Tuesday, 28 March 2017

Enemy (2013)




Denis Villeneuve


Canada | Spain


Jake Gyllenhaal, Mélanie Laurent, Sarah Gadon, Isabella Rossellini, Kedar Brown, Darryl Dinn, Joshua Peace, Tim Post, Misha Highstead, Jane Moffat, Stephen R. Hart


While watching a movie, History college professor Adam Bell (Jake Gyllenhaal) spots an actor that looks like him and becomes obsessed with finding out about his double.


Since I loved Villeneuve's latest film, "Arrival", I figured it was about time to check out the other films from the Canadian director, and I decided to start from "Enemy" because of its storyline. And Villeneuve once again proves what a skilled director he is with this sensational, twisted psychological thriller.

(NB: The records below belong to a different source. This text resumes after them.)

PR #2296, opened 2026-09-05
spike(daemon): give the ADR-0014 ref frame private ownership

thymikee:
## Summary

A spike, for an R7 decision. Before: four public `SessionState` fields any daemon
module could write, policed only by the layering gate. After: one
`refFrame` value of a nominal type no other module can construct, edit, or
derive. Contents, transitions and behavior are unchanged.

## Memo

38 files; four are production, +42 net, nearly all of that the frame class. The
rest is test call sites moving to accessors. `internal-observation.ts` drops its
four-field lineage copy — frame identity is one `===` —.

tsc rejects foreign construction (TS2739), in-place edits (TS2540),
`{ ...refFrame(s), state: 'expired' }` (TS2739), and derivation (expiry is a static on the unexported class). That spread is why the frame is a
class with `#`-private fields: a symbol brand copies straight through it, minting
an incoherent frame from a coherent one. Two whole-frame moves survive — clearing
the field, and assigning another session's frame — so the R7 row stays, at 1
owner instead of 4 (R10: 19→16 fields, 22→19 claims).

Fits `lease`+`deviceClaim`: each already has one owner, ~54 production reads.
`scriptPublication` fits once its three writers collapse. Not snapshot lineage:
`.snapshot` reads on 437 lines in 121 files.

Recommendation: adopt for `lease`+`deviceClaim`; leave snapshot lineage on R7.

## Validation

Tested commit: 838af72bd9f8fc12d203f5d383d5e50f039150c9 — rebased onto main; `pnpm check:affected --run` green except the pre-existing session-open runner `pkill` leak (#2314, reproduced on main), which this diff does not touch.

`check:quick` and `check:layering` clean; 2630 unit-core daemon tests pass. Seen
red: without the repeat-expiry early return the frame-identity test fails, and a
planted `session.refFrame = undefined` fails R7.

### DIFF
--- a/docs/adr/0014-session-ref-frame-lifetime.md
+++ b/docs/adr/0014-session-ref-frame-lifetime.md
@@ -17,8 +17,10 @@ ref-frame vocabulary is promoted into `CONTEXT.md`.
 
 - A session owns at most one **ref frame** — the authorization namespace for mutation refs (epoch
   exposed as `refsGeneration`, immutable source tree, `active`/`expired` state, `all` or bounded
-  issuance scope) — owned by `src/daemon/ref-frame.ts` and kept separate from the latest
-  operational observation (`session.snapshot`).
+  issuance scope) — kept separate from the latest operational observation (`session.snapshot`).
+  The frame is one value on `SessionState`, replaced whole by a transition and never edited in
+  place; its type is constructible only inside `src/daemon/ref-frame.ts`, so that module's
+  ownership is enforced by the compiler rather than by convention.
 - A complete snapshot activates an `all` frame; `find`, settled diffs, and replay divergence
   screens activate a bounded partial frame that supersedes the prior one; internal read-only
   captures never activate, reindex, or expire a frame.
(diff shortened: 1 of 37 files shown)


thymikee:
Reviewed exact head `47dbfe22b970d9be6c553f12062b9d10fc853edf`. One P1 blocks adopting the spike: `export type RefFrame = SessionRefFrame` exposes the public `expired()` method, so outside daemon code can still derive a new valid frame with `refFrame(session).expired()` and install it through a reconstructed session record. R7 only scans direct field assignments, so that path also evades the remaining owner gate. This contradicts the ADR/types claim that no outside module can derive a frame. Keep expiration construction/transition module-private (for example, a top-level helper that creates the replacement inside `ref-frame.ts`), expose only a read-only nominal frame surface, and add a negative structural/type regression proving an external module cannot derive a frame. The one-value lineage simplification otherwise looks sound.

thymikee:
Addressed at `62f994f4ce18476a9538bef5a4813f1049adc605` (rebased onto main, conflicts with #2299's merge-base ratchet resolved by dropping the pinned counts): expiry moved off the frame's surface into a static on the unexported class, so `RefFrame` exposes only its four getters and no outside module can construct, spread, edit, or derive one. `ref-frame.test.ts` gained a type-level regression with four `@ts-expect-error` closures (literal, spread, getter assignment, `.expired()`); `pnpm typecheck` covers src tests, so a directive that stops erroring fails the build. Also: the three test files the size ratchet flagged are back at merge-base length, and the iOS smoke failure was the known `is absent` capture-truncation flake.

thymikee:
Sentinel review at 62f994f4ce18476a9538bef5a4813f1049adc605: Independent delta review is source-clean. The expiry operation is now static on the unexported class, closing the external derivation escape; negative type tests cover construction, spread, editing and derivation. Frame identity/idempotent expiry semantics remain intact. This is still an intentional draft/spike requiring the maintainer adoption decision. Size CI fails on incompatible base-report js.rawBytes; other checks were still running. No merge-readiness claim.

Adapted from José Saramago's novel "The Double", this doppelganger story is more complex than it seems - I think I'll need to see it a couple more times to fully understand the film -, not only because of the brilliant turns it takes and the non-linearity, but because it is loaded with deep, philosophical themes such as living under a totalitarian state without knowing it, like Forrest Wickman said, and the characters becoming aware of their artificial nature and rebel against their creator. Philosophically speaking, it is some sort of "Being John Malkovich" or what would happen if David Lynch made a movie on a novel by Kafka.
Villeneuve spends most of the first half building suspension, disturbing tension and establishing that kind of atmosphere that terrifies you even when there's nothing to be terrified of, delivering scenes that are nothing short of disturbing and unforgettable. This is how, in spite of the slow pace, the film manages to keep you glued to the screen until the end because all you want to do is see how things will go.

What makes "Enemy" even better is the cast. Just like always, Jake Gyllenhaal is beyond spectacular both as Adam and Anthony, especially as Adam, the boring, depressed and paranoid teacher. He committed so much to the roles that feel like two individual men. Overshadowed by Gyllenhaal's outstanding performance(s), there are the women in Adam and Anthony's lives, Mélanie Laurent as Adam's girlfriend, Sarah Gadon as Anthony's wife, and Isabella Rossellini as Anthony/Adam's mother, all giving great performances.